A single figure is required: the number of lines below in which the word "waiting" occurs.
----------------
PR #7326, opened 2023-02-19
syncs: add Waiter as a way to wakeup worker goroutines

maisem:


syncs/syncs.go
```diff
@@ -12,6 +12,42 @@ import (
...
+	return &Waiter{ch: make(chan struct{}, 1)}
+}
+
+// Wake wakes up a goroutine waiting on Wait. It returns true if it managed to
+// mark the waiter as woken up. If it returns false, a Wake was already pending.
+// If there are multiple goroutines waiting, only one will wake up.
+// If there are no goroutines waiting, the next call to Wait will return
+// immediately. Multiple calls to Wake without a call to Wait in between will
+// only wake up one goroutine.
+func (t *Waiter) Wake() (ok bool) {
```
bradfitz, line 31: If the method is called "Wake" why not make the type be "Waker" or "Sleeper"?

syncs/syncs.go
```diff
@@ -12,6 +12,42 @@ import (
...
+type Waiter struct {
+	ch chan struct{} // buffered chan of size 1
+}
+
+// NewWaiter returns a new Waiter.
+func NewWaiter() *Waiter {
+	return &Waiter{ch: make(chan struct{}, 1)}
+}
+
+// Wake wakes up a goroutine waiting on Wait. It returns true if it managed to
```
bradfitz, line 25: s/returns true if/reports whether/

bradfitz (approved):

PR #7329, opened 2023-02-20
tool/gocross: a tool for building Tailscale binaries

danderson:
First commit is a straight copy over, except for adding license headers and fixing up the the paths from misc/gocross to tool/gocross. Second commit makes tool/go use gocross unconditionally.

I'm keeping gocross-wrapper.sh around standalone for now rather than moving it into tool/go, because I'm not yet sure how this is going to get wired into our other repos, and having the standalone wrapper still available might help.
----------------
▸ **Response box**:
4